Friday, April 16, 2010

The City & The City and The Other City

The City & The City

Having read two of China Miéville’s previous novels, Perdido Street Station (2000) and The Scar (2002) -- two shuddering, juddering, shambling mounds of story, parts of which work quite well and parts of which do not -- I was prepared to expect whopper-jawed plotting and inventive imagery. Instead, The City & The City (British edition: Macmillan, 2009; U.S. edition: Del Rey, 2009) takes the form of a conventional police procedural -- a police procedural that is emotionally flat and uninflected.

The crux of the book is the setting: two Eastern European cities, Besźel and Ul Qoma, foreign to each other, are superimposed in the same space, where it is against the law to interact with or even look at the people and buildings of the city that is not your own. The citizens of both cities are required to master the ability of not seeing the other city and its inhabitants as they go about their lives, walking around obstacles that they are not allowed to overtly perceive.

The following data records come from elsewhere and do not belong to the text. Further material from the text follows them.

PR #955, opened 2020-11-02
Feature/download authentication exception

FelixRottler:
## Checklist

## Description

- shutdown of the download runner in case of a 403 response from the efgs


services/download/src/main/java/app/coronawarn/server/services/download/BatchDownloadException.java
```diff
@@ -0,0 +1,14 @@
+
+
```
hilmarf, line 2: please remove empty lines at the beginning of the file - the package declaration should be the first statement

hilmarf (changes requested):

roesslerj (approved):

hilmarf (approved):

PR #958, opened 2020-11-02
Add new Transmission risk encoding configuration in preparation of ENF v2 adoption

EugenM-SAP:
## Checklist

## Description

- This PR adds a configuration class that contains mappings which will be used to encode TRL in  DSOS and Report Type prior to distributing keys to the CDN. The intent is to allign with ENF v2 transmission risk calculations done on the client side. 
- The PR does not contain the actual invocation of these derivations (in a follow-up), only the mapping configurations.


services/distribution/src/main/resources/master-config/transmission-risk-encoding.yaml
```diff
@@ -0,0 +1,29 @@
...
+    8: 2
+  trl-to-rt:
+    1: 1
+    2: 2
+    3: 3
+    4: 4
+    5: 1
+    6: 2
+    7: 3
+    8: 4
```
hilmarf, line 29: @mlenkeit what do you think? All good?

hilmarf (approved):

services/distribution/src/main/resources/master-config/transmission-risk-encoding.yaml
mlenkeit: LGTM 👍

mlenkeit: Are there any automated tests to check if these parameters are actually pulled?

EugenM-SAP: There are tests to validate the values, and there will be a follow-up PR with the code that actually performs the encoding by using this map. There we will have tests which cover the scenario you mention

sorin-stefan-iovita-sap (approved):

PR #959, opened 2020-11-02
Bump Spring Boot version

sorin-stefan-iovita-sap:
## Description

This PR upgrades to the newest version of the Spring Boot. It also removes dependencies version that already come with this new version of the Spring Boot.


pom.xml
```diff
@@ -203,17 +195,6 @@
...
-        <groupId>junit</groupId>
-        <artifactId>junit</artifactId>
-        <version>${junit.version}</version>
-        <scope>test</scope>
-      </dependency>
-      <dependency>
-        <groupId>org.apache.tomcat.embed</groupId>
-        <artifactId>tomcat-embed-core</artifactId>
-        <version>${tomcat-embed-core.version}</version>
-      </dependency>
```
hilmarf, line 216: hmmm... shall we really remove that overriding? I have concerns, that the next security finding will occur in the same libraries... especially tomcat has very frequent new issues...

pom.xml
```diff
@@ -173,11 +170,6 @@
         <version>${guava.version}</version>
         <scope>runtime</scope>
       </dependency>
-      <dependency>
-        <groupId>org.apache.httpcomponents</groupId>
-        <artifactId>httpclient</artifactId>
-        <version>${httpclient.version}</version>
-      </dependency>
```
hilmarf, line 180: as long as it's the same version as spring uses it, we can keep it...

pom.xml
sorin-stefan-iovita-sap: Good point. I'll leave it as it was.

pom.xml
sorin-stefan-iovita-sap: I just reverted it. 😄

EugenM-SAP (approved):

hilmarf (approved):

PR #963, opened 2020-11-03
Use log4j %enc{%m} to encode user input in the logging

roesslerj:
As the documentation states: "This converter is particularly useful for encoding user provided data so that the output data is not written improperly or insecurely." Thanks to the input, messages are now also truncated after 1000 chars.

See https://logging.apache.org/log4j/2.x/manual/layouts.html for details


hilmarf (dismissed):
at least this removes control chars etc.
but it doesn't prevent large log sizes, right? What if someone sends 5GB of chars for countries? does log4j also have a MAX_SIZE or something similar for user input?

sorin-stefan-iovita-sap (approved):

roesslerj:
Adapted the PR to also take into account too big log messages, which are now truncated after 1000 chars (updated PR description).

hilmarf (approved):

kilbphilippSAP (approved):

EugenM-SAP (approved):

PR #965, opened 2020-11-05
Remove disable csrf protection for callback get request

ioangut:
## Checklist

## Description

Enable csrf protection for callback service


sorin-stefan-iovita-sap (approved):

hilmarf (approved):

hilmarf:
is that all we need? just disabling it? what about adjusting integration tests? what needs to be done then on client side (EFGS)?

PR #972, opened 2020-11-09
Fix Infinite processing of the same batch tag

### LINKED ISSUE #970: [BSI][20201107] Denial-of-Service in Download Service
Rating: Informational

Description:
The download service component of the cwa-server backend can be forced into an endless loop by a malicious or faulty federation gateway server. When downloading new batches from the federation gateway server, the download service checks the nextBatchTag header of the federation gateway server’s response. If this header is set, the download service will continue requesting a batch with this tag. It will not stop as long as the server includes this header. This can trap the download service in an endless loop.
This highly depends on the behavior and implementation of the federation gateway server. However, even a non-malicious, faulty implementation might trigger this issue. Additionally, the issue was sometimes hard to reproduce as the server first has to be forced to request new batches (which in some cases required setting the EFGS_ENABLE_DATE_BASED_DOWNLOAD configuration to true).

Affected System:
cwa-server (commit 4f3f460f580ea5d548dff0e3ceb739908c83d1a7)

Proof of Concept:
The following screenshots show the offending lines in the FederationBatchProcessor.java:

Download Service DoS Offending Code

The following snippets show a minimalistic federation gateway server mock that returns invalid data but sets the nextBatchTag header on each response. The first request needs to fail (in this case implemented by sending an invalid HTTP request body) so that the batch tag is added to the list of unprocessed batches.
snippet-1
snippet-2

The following screenshot shows the failing first request on the first run of the download service:
Download Service DoS First Invalid Request

The next screenshot shows the log output of the download service when it is run again. It can be seen that the server will endlessly try to request a next batch.
Download Service DoS Endless Loop Log

Recommended Controls: 
The while loop should be adapted so that it is not possible for it to continue forever. The received nextBatchTag header should be checked. If it is already contained in the list of unprocessed batches, it should not be added again. This does not protect against a malicious server that sends different batch tags on each request. Therefore, alternatively, a timeout value or a maximum number of retries could be introduced.

sorin-iovita:
## Description

This PR fixes the infinite processing of the same batch tag id.
closes #970


services/download/src/main/java/app/coronawarn/server/services/download/FederationBatchProcessor.java
```diff
@@ -25,7 +25,9 @@
 import java.util.LinkedList;
 import java.util.List;
 import java.util.Optional;
+import java.util.Queue;
 import java.util.concurrent.atomic.AtomicBoolean;
+import org.apache.commons.collections4.queue.CircularFifoQueue;
```
hilmarf, line 30: in my opinion a bit over engineered... why isn't `java.util.Set` / HashSet sufficient?

services/download/pom.xml
```diff
@@ -20,6 +23,11 @@
       <artifactId>postgresql</artifactId>
       <scope>test</scope>
     </dependency>
+      <dependency>
+          <groupId>org.apache.commons</groupId>
+          <artifactId>commons-collections4</artifactId>
+          <version>${commons-collections4.version}</version>
+      </dependency>
```
hilmarf, line 30: I would like to not depend on more and more other libraries...

services/download/src/main/resources/application.yaml
```diff
@@ -19,6 +19,8 @@ services:
     retention-days: 14
     validation:
       allowed-report-types: ${ALLOWED_REPORT_TYPES:CONFIRMED_TEST,CONFIRMED_CLINICAL_DIAGNOSIS}
+    # The number of batch tags that will be cached in memory
+    cached-batches-size: ${CACHED_BATCHES_SIZE:1000}
```
hilmarf, line 23: MAX_BATCH_COUNT

hilmarf (changes requested):

services/download/src/main/java/app/coronawarn/server/services/download/FederationBatchProcessor.java
```diff
@@ -130,15 +133,21 @@ public void processUnprocessedFederationBatches() throws FatalFederationGatewayE
 
     while (!unprocessedBatches.isEmpty()) {
       FederationBatchInfo currentBatch = unprocessedBatches.remove();
+      cachedBatches.add(currentBatch);
       processBatchAndReturnNextBatchId(currentBatch, ERROR)
           .ifPresent(nextBatchTag -> {
-            if (config.getEfgsEnforceDateBasedDownload()) {
-              unprocessedBatches.add(new FederationBatchInfo(nextBatchTag, currentBatch.getDate()));
+            FederationBatchInfo batch = new FederationBatchInfo(nextBatchTag, currentBatch.getDate());
```
mibrasap, line 139: For clarity: please indicate in the variable name that it is only a batch info, but not the batch itself

services/download/src/main/java/app/coronawarn/server/services/download/FederationBatchProcessor.java
```diff
@@ -42,6 +43,7 @@
   private final FederationGatewayDownloadService federationGatewayDownloadService;
   private final DownloadServiceConfig config;
   private final ValidFederationKeyFilter validFederationKeyFilter;
+  private final FifoMaxEntriesSet<FederationBatchInfo> cachedBatches;
```
mibrasap, line 46: Did you check if there is a simpler solution for that? What about a list that stores all the processed batch tags and compare incoming "next batch tags" against this list?

services/download/src/test/java/app/coronawarn/server/services/download/FederationBatchProcessorTest.java
```diff
@@ -226,6 +228,24 @@ void testOneUnprocessedBatchFails() throws Exception {
...
+
+      when(batchInfoService.findByStatus(UNPROCESSED)).thenReturn(list(batchInfo));
+      when(federationGatewayDownloadService.downloadBatch(batchTag1, date)).thenReturn(serverResponse);
+
+      Assertions
+          .assertTimeoutPreemptively(Duration.ofSeconds(1), () -> batchProcessor.processUnprocessedFederationBatches());
+      Mockito.verify(batchInfoService, times(1)).findByStatus(UNPROCESSED);
+      Mockito.verify(federationGatewayDownloadService, times(1)).downloadBatch(batchTag1, date);
+      Mockito.verify(batchInfoService, times(1)).updateStatus(batchInfo, PROCESSED);
+
```
mibrasap, line 247: unnecessary empty line

mibrasap (changes requested):

services/download/src/main/java/app/coronawarn/server/services/download/FederationBatchProcessor.java
```diff
@@ -130,10 +134,14 @@ public void processUnprocessedFederationBatches() throws FatalFederationGatewayE
...
       FederationBatchInfo currentBatch = unprocessedBatches.remove();
+      cachedBatches.add(currentBatch);
       processBatchAndReturnNextBatchId(currentBatch, ERROR)
           .ifPresent(nextBatchTag -> {
+            FederationBatchInfo batch = new FederationBatchInfo(nextBatchTag, currentBatch.getDate());
             if (config.getEfgsEnforceDateBasedDownload()) {
-              unprocessedBatches.add(new FederationBatchInfo(nextBatchTag, currentBatch.getDate()));
+              if (!cachedBatches.contains(batch)) {
+                unprocessedBatches.add(batch);
+              }
```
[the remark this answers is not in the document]
mibrasap: Do we really want to introduce a maximum number of batches that can be downloaded?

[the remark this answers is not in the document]
roesslerj: I am also against this. I re-read the original ticket "This does not protect against a malicious server that sends different batch tags on each request." and I think we should have other means of guarding against a malicious servers in the backend (e.g. SSL etc.). We don't know how many cases there will be in Germany and Europe, so limiting the number of batches seems dangerous...

services/download/src/main/java/app/coronawarn/server/services/download/FederationBatchProcessor.java
roesslerj: Removed the dependency and added a FIFO Queue with HashSet backing.

services/download/pom.xml
roesslerj: Removed dependency.

services/download/src/main/resources/application.yaml
roesslerj: Renamed it to "MAX_BATCH_LOOP_GUARD" as I think this better describes its purpose. But very open here :-)

services/download/src/main/java/app/coronawarn/server/services/download/FifoMaxEntriesSet.java
```diff
@@ -0,0 +1,56 @@
...
+   * @param e The element to add
+   * @return {@code true} if this set did not already contain the specified
+   *         element
+   */
+  public boolean add(E e) {
+    fast.add(e);
+    order.add(e);
+    while (fast.size() > maxSize) {
+      fast.remove(order.remove());
+    }
```
hilmarf, line 39: @sorin-stefan-iovita-sap / @roesslerj 
sorry, but I still don't get it... let's assume the following: we have max size of 3 and batch-IDs A, B, C, D, A, B, C, D, ...
when `fast` reaches `maxSize`, it contains A,B,C,D - it will remove A as it is the first element in `order`...
So with next batch being again ID: A, we are stuck in a loop again, aren't we?

hilmarf (changes requested):

services/download/src/main/java/app/coronawarn/server/services/download/FederationBatchProcessor.java
roesslerj: Imho we need to limit the amount of batches we lookup, or else we're prone to a memory leak. Therefore a simple list doesn't suffice. But again—very open to different solution proposals :-)

services/download/src/main/java/app/coronawarn/server/services/download/FifoMaxEntriesSet.java
roesslerj: Yes. But there is a trade-off: Either no maxSize and possibly introduce memory leak—or have maxSize and not detect loops that are bigger than maxSize. I am ok with either, we just can't have both and need to decide what we want...

services/download/src/main/java/app/coronawarn/server/services/download/FederationBatchProcessor.java
roesslerj: Done. Also in the line above (nextBatchTag).

services/download/src/main/java/app/coronawarn/server/services/download/FederationBatchProcessor.java
roesslerj: Will just use a HashSet.

services/download/src/test/java/app/coronawarn/server/services/download/FederationBatchProcessorTest.java
roesslerj: Removed.

services/download/src/main/java/app/coronawarn/server/services/download/FifoMaxEntriesSet.java
roesslerj: Resolved as discussed :-)

services/download/src/main/java/app/coronawarn/server/services/download/FederationBatchProcessor.java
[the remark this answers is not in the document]
roesslerj: As discussed: We'll run into OutOfMemory if there are too many batches, rather than setting a fixed limit...

services/download/src/main/java/app/coronawarn/server/services/download/FederationBatchProcessor.java
mibrasap: Nice, a set makes indeed more sense than a list in this case :)

mibrasap (approved):

hilmarf (approved):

Miéville cites Franz Kafka and Bruno Schulz in his acknowledgements, and fans of those authors likely will be entranced by the overlapping cities. It is the precision of Miéville’s rigorously worked out concept that moves this slightly fantastic setting into the realm of science fiction. Miéville invents a vocabulary to describe the odd societally-imposed gymnastics of what citizens can and cannot perceive. “Crosshatch” refers to spaces that are simultaneously in use by both cities. Inhabitants of one city “unsee” the buildings and “unnotice” the people of the other city. “Breach” is the term for violating these rules; it is also the name of a mysterious and powerful agency that ruthlessly enforces the separation of the cities. Unificationists are radicals who advocate the merger of the two cities.

The story concerns a murder investigation that unfolds methodically, and it provides an excuse to tour the strange dual existence of the cities of Besźel and Ul Qoma. Unfortunately, the murder mystery plods somewhat and only very slowly gains enough momentum to hold the reader’s interest.

A similar strategy was used in Michael Chabon’s The Yiddish Policemen’s Union (HarperCollins, 2007). Here, too, a detective story allows the author to provide a tour of an exotic, science fictional setting. Chabon’s alternate-world setting is one where Jewish refugees are resettled in Alaska after World War II. Chabon’s character interactions seem lively compared to the perfunctory tone of the central character of The City & The City, Inspector Tyador Borlú.

Among Miéville’s many nice touches in The City & The City are the different architectural styles and economic statuses of the two cities, ancient artifacts that may or may not have unusual properties, and enough shadings regarding the secretive Breach agency to leave open the question of whether their powers are fantastic in nature.

The Other City
The Other City by Michal Ajvaz (translation by Gerald Turner, Dalkey Archive, 2009; originally published in Czech in 1993), on the other hand, contains all the outrageous and endlessly inventive imagery that I had expected to find in The City & The City and did not. The Other City concerns two Eastern European cities superimposed in the same space, too. Here, the cities are not mutually ignoring each other. One city is Prague; the other city is a secret city that is fully aware of Prague, while citizens of Prague are rarely aware of it.

The surreal imagery leaps from a fish festival, to sepulchral streetcars, to a shark attack in a church tower, with something wild on nearly every page.

A couple of quotes picked at random:
They all took little wooden caskets out of their bags and placed them on the desk in front of them. Then they removed their lids. There was a rustling sound and weasels stuck their heads out of the caskets, resting their forelegs on the front side of the caskets and started to hiss. The listeners stood at attention; so did I. Although there was little light in the lecture room, the people standing alongside me soon noticed that I had no animal hissing in front of me. A scandalized whispering spread around the room and soon the entire auditorium was staring at me. (p. 43)
The red blood trickled across the floor and soaked into the tassels of the carpet. In the foreground of the room the anonymous artist had painted a writing desk with several letters scattered on its surface; on the envelope of one of them could be seen a letterhead with the words Société des Bains de Mer. At the edge of the desk a thick book lay open; a ray of light from the adjacent room fell onto this part of the canvas, so I was able to read the text on its pages. It was The Odyssey and the line: O moi ego, teon aute broton es gaian ikano -- “Alas, what country have I come to now?”  (p. 120)
Our narrator pursues an elusive young woman from the other city. What emerges is a fantastical tour of Prague, with well-known landmarks and others less well-known. The dreamlike sights and events become circular and interwoven to a degree. Still, there is at times a distinct lack of story to drive the narrative.